Requirement:
From the data that follows, copy every line holding the string "FluxInstance".

The input:
Issue #372, opened 2025-07-29
Add DetailedMergeStatus to exported inputs of GitlabMergeRequest


Eitan1112:
I would be very happy and would gladly contribute a PR to add DetailedMergeStatus to the exported inputs of a ResourceSetInputProvider with type GitlabMergeRequest.

This will answer 2 use cases:
1. Quote [from the docs](https://fluxcd.control-plane.io/operator/resourcesets/github-pull-requests/#delay-updates-if-the-build-takes-too-long):
There's still a chance that Flux Operator will reconcile your ResourceSetInputProvider between the moment when you make a Git push and the moment when the GitHub Workflow adds the pause label, this will cause your ephemeral environment to be updated with the new SHA before the artifacts are built, but this is unlikely to happen if your GitHub Workflows are quickly scheduled on runners.

I know I am attaching the github docs, but the same principal also applied to the gitlab merge requests flow.

This will solve it because it will be possible to skip based on pipeline status, e.g. skip if pipeline is in running state. 

2. Run integration tests using the operator - I would like to achieve this flow:
Dev create MR -> flux operator spin up an environment -> run some tests as helm hooks or somehow else -> Report status check back to gitlab -> delete env. This will allow me to hook to the detailed_merge_status, and skip if the status is not "status_checks_must_pass".

In general, the more info exported from the providers the better IMO, it will allow to make more precise operations using the operator. I saw in #215 that it was discussed if adding exported inputs to one git provider requires adding to all off them, and while feature parity is important, I truly think adding the custom provider metadata will help tremendously.

If you'd like to see this change, as said I'll be happy to contribute a PR, but wanted to make sure it was discussed first.

Thanks a lot!
Eitan

matheuscscp:
If you're asking for a new exported input I assume you plan on using it in the `ResourceSet` templates. Can you share a snippet of how are you planning to do that?

matheuscscp:
I was thinking about this race problem and thought about the following solution.

```yaml
spec:
  skip:
    toggle: deploy/flux-preview
```

[...]

PR #377, opened 2025-08-01
RSIP: Introduce reliable skip mechanism for updating commits in change requests

matheuscscp:
This PR implements what's described [here](https://github.com/controlplaneio-fluxcd/flux-operator/issues/372#issuecomment-3143631023).

I'll wait for a review before adding docs/tests.

After publishing the artifacts, the CI can do this:

```bash
if [ "$(gh pr view --json labels --jq '.labels | any(.name == "deploy/flux-operator-togglel")')" = "true" ]; then
    gh pr edit 23 --remove-label "deploy/flux-operator-toggle"
else
    gh pr edit 23 --add-label "deploy/flux-operator-toggle"
fi
```

This can be wrapped in a GitHub Action in the https://github.com/controlplaneio-fluxcd/distribution repo called `toggle-rsip-label` with the following inputs:

```yaml
  - uses: controlplaneio-fluxcd/distribution/actions/toggle-rsip-label@main
    with:
      toggle: deploy/flux-operator-toggle
```

### DIFF
--- a/internal/controller/resourcesetinputprovider_controller.go
+++ b/internal/controller/resourcesetinputprovider_controller.go
@@ -425,7 +425,7 @@ func (r *ResourceSetInputProviderReconciler) makeFilters(
 
 // restoreSkippedGitProviderResults skip git provider results when matches skip condition.
 func (r *ResourceSetInputProviderReconciler) restoreSkippedGitProviderResults(results []gitprovider.Result, obj *fluxcdv1.ResourceSetInputProvider) ([]gitprovider.Result, error) {
-	if obj.Spec.Skip == nil || len(obj.Spec.Skip.Labels) == 0 {
+	if obj.Spec.Skip == nil || (len(obj.Spec.Skip.Labels) == 0 && obj.Spec.Skip.Toggle == "") {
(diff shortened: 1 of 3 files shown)


internal/controller/resourcesetinputprovider_controller.go
```diff
@@ -449,14 +455,30 @@ func (r *ResourceSetInputProviderReconciler) restoreSkippedGitProviderResults(re
...
 		}
 
-		if isSkipped {
-			var exportedInput map[string]any
-			for _, ei := range exportedInputs {
-				if ei["id"] == result.ID {
-					exportedInput = ei
-					break
+		// Check .spec.skip.toggle.
+		if !isSkipped && obj.Spec.Skip.Toggle != "" {
```
stefanprodan, line 459: Please add tests for this new logic.

stefanprodan (commented):
Can you please rename the PR and commit to fit into the 80 limit.

matheuscscp:
As discussed, this idea can leave the RSIP stuck in several scenarios. It needs more thought.

PR #380, opened 2025-08-03
operator: Introduce support for helm-controller object level workload identity

matheuscscp:
Flux v2.7 introduces object-level workload support for helm-controller for kubeconfig configuration (`.spec.kubeConfig.configMapRef`). This PR includes helm-controller in the list of controller Deployments that need to receive the feature gate patch when the version is `>= 2.7.0`.


matheuscscp:
I added a commit to fix the feature gate not being rendered when disabled. This is important for keeping the `FluxInstance` API consistent in case this feature gate becomes opt-out in CNCF Flux in the future.

internal/builder/templates.go
```diff
@@ -140,14 +140,14 @@ patches:
       path: /spec/template/spec/containers/0/args/-
       value: --watch-label-selector=!{{.ShardingKey}}
 {{- end }}
-{{- if and .SupportsObjectLevelWorkloadIdentity .EnableObjectLevelWorkloadIdentity }}
+{{- if .SupportsObjectLevelWorkloadIdentity }}
```
stefanprodan, line 143: What's the reason for generating this patch if the gate is set to its default value `false`?

matheuscscp: > I added a commit to fix the feature gate not being rendered when disabled. This is important for keeping the `FluxInstance` API consistent in case this feature gate becomes opt-out in CNCF Flux in the future.

PR #388, opened 2025-08-05
cli: Handling multiple ResourceSetInputProvider in `build rset` command

### LINKED ISSUE #387: inputs-from-provider handling multiple ResourceSetInputProvider
The current implementation of `inputs-from-provider` only reads the first `ResourceSetInputProvider` from a file, instead of handling an array of providers. This makes it impossible to test examples like the *[Decoupled example*](https://fluxcd.control-plane.io/operator/resourcesets/app-definition/)* shown in the documentation using `flux-operator build rset -f examples/decoupled-rset.yaml --inputs-from-provider examples/decoupled-rsip-1.yaml `, or to perform a dry run with labeled resources.

bugbuilder:
this PR closes #387

### DIFF
--- a/cmd/cli/build_resourceset.go
+++ b/cmd/cli/build_resourceset.go
@@ -15,12 +15,14 @@ import (
 	ssautil "github.com/fluxcd/pkg/ssa/utils"
 	"github.com/spf13/cobra"
 	apiextensionsv1 "k8s.io/apiextensions-apiserver/pkg/apis/apiextensions/v1"
+	"k8s.io/apimachinery/pkg/labels"
 	"k8s.io/apimachinery/pkg/util/json"
 	"sigs.k8s.io/yaml"
 
 	fluxcdv1 "github.com/controlplaneio-fluxcd/flux-operator/api/v1"
 	"github.com/controlplaneio-fluxcd/flux-operator/internal/builder"
 	"github.com/controlplaneio-fluxcd/flux-operator/internal/inputs"
+	metav1 "k8s.io/apimachinery/pkg/apis/meta/v1"
 )
 
 var buildResourceSetCmd = &cobra.Command{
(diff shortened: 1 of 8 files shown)


cmd/cli/build_resourceset.go
```diff
@@ -114,36 +116,44 @@ func buildResourceSetCmdRun(cmd *cobra.Command, args []string) error {
...
-		if err := yaml.Unmarshal(inputsData, &provider); err != nil {
-			return fmt.Errorf("error parsing inputs provider file: %w", err)
-		}
+		var filteredProviders []*fluxcdv1.ResourceSetInputProvider
 
-		if provider.Spec.Type != fluxcdv1.InputProviderStatic {
-			return fmt.Errorf("unsupported provider type '%s', only '%s' is supported",
-				provider.Spec.Type,
-				fluxcdv1.InputProviderStatic)
-		}
```
stefanprodan: This validation needs to be added back.

cmd/cli/build_resourceset.go
```diff
@@ -208,3 +218,27 @@ func saveReaderToFile(reader io.Reader) (string, error) {
...
+	var providers []*fluxcdv1.ResourceSetInputProvider
+
+	for _, doc := range documents {
+		if len(bytes.TrimSpace(doc)) == 0 {
+			continue
+		}
+
+		var provider fluxcdv1.ResourceSetInputProvider
+		if err := yaml.Unmarshal(doc, &provider); err != nil {
+			continue
```
stefanprodan: We can't just skip errors, the build command role is to validate both the RSET and the RSIP. One way to solve this is to check if the current doc contains the string `fluxcdv1.ResourceSetInputProviderKind` and skip it if not. If there is a match, then we should return the Unmarshal error.

cmd/cli/build_resourceset.go
```diff
@@ -114,36 +116,44 @@ func buildResourceSetCmdRun(cmd *cobra.Command, args []string) error {
...
+				if err != nil {
+					return fmt.Errorf("failed to parse selector: %w", err)
+				}
 
-		// copy defaultValues from the provider to the ResourceSet inputs
-		if len(provider.Spec.DefaultValues) > 0 {
-			if rset.Spec.Inputs == nil {
-				rset.Spec.Inputs = []fluxcdv1.ResourceSetInput{}
+				for _, provider := range providers {
+					if selector.Matches(labels.Set(provider.Labels)) {
```
stefanprodan: Besides labels, we need to handle here refs by name.

cmd/cli/build_resourceset.go
bugbuilder: already added

cmd/cli/build_resourceset.go
bugbuilder: already addedd

cmd/cli/build_resourceset.go
bugbuilder: already added

stefanprodan:
@bugbuilder thanks for this contribution. Can you please squash all commits into one, rename the commit as the PR name, signoff on the commit and force push. To signoff you can do `git commit -s`.

bugbuilder:
> @bugbuilder thanks for this contribution. Can you please squash all commits into one, rename the commit as the PR name, signoff on the commit and force push. To signoff you can do `git commit -s`.

You're welcome! I’ve squashed the commits.

stefanprodan (approved):
LGTM

Thanks @bugbuilder 🏅

PR #391, opened 2025-08-07
Prevent kustomize-controller from pruning the instance namespace

stefanprodan:
Prevent mistakes where users handoff the `flux-system` namespace management to some Flux Kustomization that can result in catastrophic failures with Flux deleting it's own namespace.  

xref: https://github.com/fluxcd/flux2/discussions/5472


matheuscscp (approved):
LGTM! 🚀

PR #392, opened 2025-08-10
Implement reconcile history for ResourceSets

stefanprodan:
With `.status.history` the operator tracks the reconciliation attempts over time, providing insights
into the ResourceSet's behavior which can be used for audit, anomaly detection and debugging purposes.

The history is stored as a list of snapshots, ordered by last reconciliation time. Each snapshot contains:

- `digest`: A SHA256 digest that uniquely identifies the set of generated resources being reconciled
- `firstReconciled`: The timestamp when this particular configuration was first reconciled
- `lastReconciled`: The timestamp of the most recent reconciliation attempt for this configuration
- `lastReconciledDuration`: How long the most recent reconciliation attempt took
- `lastReconciledStatus`: The status of the most recent reconciliation (e.g., `ReconciliationSucceeded`, `BuildFailed`, `ReconciliationFailed`)
- `totalReconciliations`: The total number of reconciliations for this configuration
- `metadata`: Additional information about the reconciliation, including the number of generated resources and inputs processed

The operator deduplicates entries based on the digest and status.
The history is automatically truncated to keep only the 5 most recent entries.

Example:

```yaml
status:
  history:
    - digest: sha256:43ad78c94b2655429d84f21488f29d7cca9cd45b7f54d2b27e16bbec8eff9228
      firstReconciled: "2025-07-15T10:11:00Z"
      lastReconciled: "2025-07-15T14:30:00Z"
      lastReconciledDuration: 2.818583s
      lastReconciledStatus: ReconciliationSucceeded
      totalReconciliations: 5
      metadata:
        inputs: "2"
        resources: "4"
    - digest: sha256:ec8dbfe61777b65001190260cf873ffe454451bd2e464bd6f9a154cffcdcd7e5
      firstReconciled: "2025-07-14T13:10:00Z"
      lastReconciled: "2025-07-15T10:10:00Z"
      lastReconciledDuration: 4.813292s
      lastReconciledStatus: ReconciliationFailed
      totalReconciliations: 120
      metadata:
        inputs: "1"
        resources: "2"
```


api/v1/history_types.go
```diff
@@ -0,0 +1,137 @@
...
+	// +required
+	LastReconciledStatus string `json:"lastReconciledStatus"`
+
+	// TotalReconciliations is the total number of reconciliations that have occurred for this snapshot.
+	// + required
+	TotalReconciliations int64 `json:"totalReconciliations"`
+
+	// Metadata contains additional information about the snapshot.
+	// +optional
+	Metadata map[string]string `json:"metadata,omitempty"`
```
matheuscscp, line 123: Is there a good reason for using `map[string]string` here? Do we expect the content of this field to change over time? From what I can see, the same fields are passed everywhere and both are numbers, we could just have a `SnapshotMetadata` struct for that. I find it really bad design to use strings for representing numbers, unless we have a strong reason for this that I don't have the context for.

stefanprodan: The History is not specific to RSET, the FluxInstance will store here the Flux version, RSIP will store commit sha/digest, etc. This type matches the Kubernetes meta annotations, it's for storing controller-specific info without leaking all these details in the History struct which is meant to be generic.

api/v1/history_types.go
```diff
@@ -0,0 +1,137 @@
...
+// History represents a collection of snapshots that tracks the reconciliation
+// history of a group of resources, automatically sorted by last reconciled timestamp.
+type History []Snapshot
+
+// Len returns the length of the history slice.
+func (h History) Len() int { return len(h) }
+
+// Less reports whether the element with index i should sort before the element with index j.
+// Sorts by LastReconciled in descending order (most recent first).
+func (h History) Less(i, j int) bool {
```
matheuscscp, line 28: Where do we plan to sort the `History`? This PR is not sorting it anywhere

api/v1/history_types.go
```diff
@@ -0,0 +1,137 @@
...
+func (h History) Latest() *Snapshot {
+	if len(h) == 0 {
+		return nil
+	}
+	return &h[0]
+}
+
+// Truncate keeps only the latest snapshots in the history up to MaxHistorySize.
+// Since the history is maintained with most recent first, we simply truncate from the end.
+func (h *History) Truncate() {
```
matheuscscp:
```suggestion
// truncate keeps only the latest snapshots in the history up to MaxHistorySize.
// Since the history is maintained with most recent first, we simply truncate from the end.
func (h *History) truncate() {
```

This seems like an internal concern of `History`, should not be exported

api/v1/history_types.go
```diff
@@ -0,0 +1,137 @@
...
+			(*h)[i].LastReconciled = now
+			(*h)[i].LastReconciledDuration = durationMeta
+			(*h)[i].TotalReconciliations++
+			(*h)[i].Metadata = metadata
+			// Move to front if not already there
+			if i > 0 {
+				snapshot := (*h)[i]
+				copy((*h)[1:i+1], (*h)[0:i])
+				(*h)[0] = snapshot
+			}
```
matheuscscp, line 73: There's no test coverage for this case. I wrote one locally and found out that `copy()` takes care of overlapping memory areas, I was expecting it to wrongly copy the first item to all the other positions, and it doesn't, it works as expected 🤯

docs/api/v1/resourceset.md
```diff
@@ -766,7 +766,50 @@ Misconfigurations can include:
...
 
-### Inventory status
+### History
+
+With `.status.history` the operator tracks the reconciliation attempts over time, providing insights
+into the ResourceSet's behavior which can be used for audit, anomaly detection and debugging purposes.
+
+The history is stored as a list of snapshots, ordered by last reconciliation time. Each snapshot contains:
+
+- `digest`: A SHA256 digest that uniquely identifies the set of generated resources being reconciled
```
matheuscscp, line 776: Maybe we should document that the digest input is not the generated resources when it's not possible to generate them, e.g. error on getting inputs or on building the objects

api/v1/history_types.go
stefanprodan: In the CLI

api/v1/history_types.go
stefanprodan: This is tested in `TestResourceSetReconciler_HistoryErrorTracking` but fair point, it's missing from the api package.

api/v1/history_types_test.go
```diff
@@ -0,0 +1,280 @@
...
+					{
+						Digest:                 "sha256:xyz123",
+						FirstReconciled:        metav1.NewTime(time.Now().Add(-1 * time.Minute)),
+						LastReconciled:         metav1.NewTime(time.Now().Add(-1 * time.Minute)),
+						LastReconciledDuration: metav1.Duration{Duration: time.Second},
+						LastReconciledStatus:   "Success",
+						TotalReconciliations:   1,
+					},
+					{
+						Digest:                 "sha256:abc123",
```
matheuscscp, line 67: Let's add just one more item here so we exercise the situation where a wrong code moving the contents without taking overlapping memory areas into account could produce wrong results here 🙏

stefanprodan: Added, please check

PR #393, opened 2025-08-11
Extend OpenShift compatibility up to v4.19

wombat:


stefanprodan:
@wombat can you please signoff your commit, you can do it with `commit -s` and force push.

Exercise answer:
I added a commit to fix the feature gate not being rendered when disabled. This is important for keeping the `FluxInstance` API consistent in case this feature gate becomes opt-out in CNCF Flux in the future.
matheuscscp: > I added a commit to fix the feature gate not being rendered when disabled. This is important for keeping the `FluxInstance` API consistent in case this feature gate becomes opt-out in CNCF Flux in the future.
stefanprodan: The History is not specific to RSET, the FluxInstance will store here the Flux version, RSIP will store commit sha/digest, etc. This type matches the Kubernetes meta annotations, it's for storing controller-specific info without leaking all these details in the History struct which is meant to be generic.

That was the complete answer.